EXERCISE AIM: Every line containing the string "currently" should be returned from the records.

Saved entries
PR #179, opened 2017-07-04
swift: we must use the number of default sack

sileht:
We currently set the number of sack already configured instead of the
asked number. Making upgrade fail when the number of sack is not yet
set.

This change fixes that.

### DIFF
--- a/run-func-tests.sh
+++ b/run-func-tests.sh
@@ -15,9 +15,15 @@ check_empty_var() {
     fi
 }
 
+PYTHON_VERSION_MAJOR=$(python -c 'import sys; print(sys.version_info.major)')
+
 GNOCCHI_TEST_STORAGE_DRIVERS=${GNOCCHI_TEST_STORAGE_DRIVERS:-file}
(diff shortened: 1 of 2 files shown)


sileht:
The swift driver is currently not tested because of a bug in run-func-tests.sh, ...

It's almost fixed. I hope I will not discover other bugs.

sileht:
Pull-request updated, HEAD is now f5bf82d75142d39a83545a9bd1e3b1c6d1614c2c

sileht:
Pull-request updated, HEAD is now 2f6abb9534cd34e0a0659c46f55cfc7f9efd96fe

run-func-tests.sh
```diff
@@ -15,9 +15,15 @@ check_empty_var() {
     fi
 }
 
+PYTHON_VERSION_MAJOR=$(python --version 2>&1 | awk '{print $2}' | awk -F. '{print $1}')
```
jd: python -c 'import sys; print(sys.version_info.major)'

sileht: done

sileht:
Pull-request updated, HEAD is now cbc98d0ae6b8e8fe4061aab6255071f4e90c76e1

EXERCISE SOLUTION:
We currently set the number of sack already configured instead of the
The swift driver is currently not tested because of a bug in run-func-tests.sh, ...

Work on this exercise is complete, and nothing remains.